Method: Gene Set Enrichment Analysis (GSEA) to analyze genes that inhibit microglial phagocytosis in the GSE196928 dataset. Using siRNA-mediated Sirpα knockdown, we observed a significant increase in phagocytic uptake of myelin debris, as quantified by flow cytometry, immunofluorescence, and Enzyme-linked immunosorbent assay. Moreover, inhibition of Sirpα expression by siRNA promotes debris clearance and reduces PANoptosis of neurons after SCI, as shown by Western Blot and immunofluorescence.

Results: Sirpα is the core gene that negatively regulates the phagocytosis of microglia after SCI. Myelin debris induces the occurrence of PANoptosis in neurons. Mechanistically, inhibition of Sirpα expression enhanced the phagocytosis of myelin debris through the activation of Spleen Tyrosine Kinase (Syk)/phosphatidylinositol 3-kinase (PI3K)/protein kinase B (Akt) pathway. Pharmacological inhibition of PI3K or Syk reversed the pro-phagocytic effects in Sirpα-knockdown microglia. In addition, overexpression of NOD-like receptors family pyrin domain containing 12 (NLRP12) reversed the reduction of neuronal PANoptosis in co-cultured Sirpα-knockdown microglia.
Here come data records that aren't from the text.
PR #678, opened 2025-05-13
AudioDecoder: specify desired num_channels

NicolasHug:
Closes https://github.com/pytorch/torchcodec/issues/675

### DIFF
--- a/src/torchcodec/_core/Encoder.cpp
+++ b/src/torchcodec/_core/Encoder.cpp
@@ -293,18 +293,20 @@ void AudioEncoder::encodeInnerLoop(
   if (mustConvert) {
     if (!swrContext_) {
       swrContext_.reset(createSwrContext(
-          avCodecContext_,
           AV_SAMPLE_FMT_FLTP,
           avCodecContext_->sample_fmt,
           srcAVFrame->sample_rate, // No sample rate conversion
-          srcAVFrame->sample_rate));
+          srcAVFrame->sample_rate,
+          srcAVFrame,
+          getNumChannels(srcAVFrame) // No num_channel conversion
+          ));
     }
-    convertedAVFrame = convertAudioAVFrameSampleFormatAndSampleRate(
+    convertedAVFrame = convertAudioAVFrameSamples(
         swrContext_,
         srcAVFrame,
         avCodecContext_->sample_fmt,
         srcAVFrame->sample_rate, // No sample rate conversion
-        srcAVFrame->sample_rate);
+        getNumChannels(srcAVFrame)); // No num_channel conversion
     TORCH_CHECK(
         convertedAVFrame->nb_samples == srcAVFrame->nb_samples,
         "convertedAVFrame->nb_samples=",
--- a/src/torchcodec/_core/FFMPEGCommon.cpp
+++ b/src/torchcodec/_core/FFMPEGCommon.cpp
@@ -107,6 +107,10 @@ void setChannelLayout(
 
 namespace {
 #if LIBAVFILTER_VERSION_MAJOR > 7 // FFmpeg > 4
+
+// Returns:
+// - the srcAVFrame's channel layout if srcAVFrame has desiredNumChannels
+// - the default channel layout with desiredNumChannels otherwise.
 AVChannelLayout getDesiredChannelLayout(
     int desiredNumChannels,
     const UniqueAVFrame& srcAVFrame) {
@@ -118,8 +122,10 @@ AVChannelLayout getDesiredChannelLayout(
   }
   return desiredLayout;
 }
+
 #else
 
+// Same as above
 int64_t getDesiredChannelLayout(
     int desiredNumChannels,
     const UniqueAVFrame& srcAVFrame) {
@@ -134,6 +140,7 @@ int64_t getDesiredChannelLayout(
 #endif
 } // namespace
 
+// Sets dstAVFrame' channel layout to getDesiredChannelLayout(): see doc above
 void setChannelLayout(
     UniqueAVFrame& dstAVFrame,
     const UniqueAVFrame& srcAVFrame,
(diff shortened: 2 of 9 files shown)


src/torchcodec/_core/custom_ops.cpp
```diff
@@ -280,9 +280,11 @@ void add_video_stream(
 void add_audio_stream(
     at::Tensor& decoder,
     std::optional<int64_t> stream_index = std::nullopt,
-    std::optional<int64_t> sample_rate = std::nullopt) {
+    std::optional<int64_t> sample_rate = std::nullopt,
+    std::optional<int64_t> num_channels = std::nullopt) {
   AudioStreamOptions audioStreamOptions;
   audioStreamOptions.sampleRate = sample_rate;
+  audioStreamOptions.numChannels = num_channels;
```
NicolasHug, line 287: This implicitly converts an optional int64 to an optional int. The same implicit conversion already happens for sample_rate, and for the VideoStreamOptions' fields like height, width, and ffmpegThreadCount.

I'll open an issue to fix / check these all at once.

src/torchcodec/_core/Encoder.cpp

Conclusions: We have demonstrated that inhibition of Sirpα expression enhances myelin debris clearance by microglia through the activation of the Syk/PI3K/Akt pathway and suppresses NLRP12-mediated PANoptosis of neurons, effectively reducing neuronal death and promoting neurological recovery after SCI. Our findings provide novel insights into the therapeutic potential of targeting Sirpα for SCI treatment.

Keywords

PANoptosis; Sirpα; microglia; myelin debris; spinal cord injury.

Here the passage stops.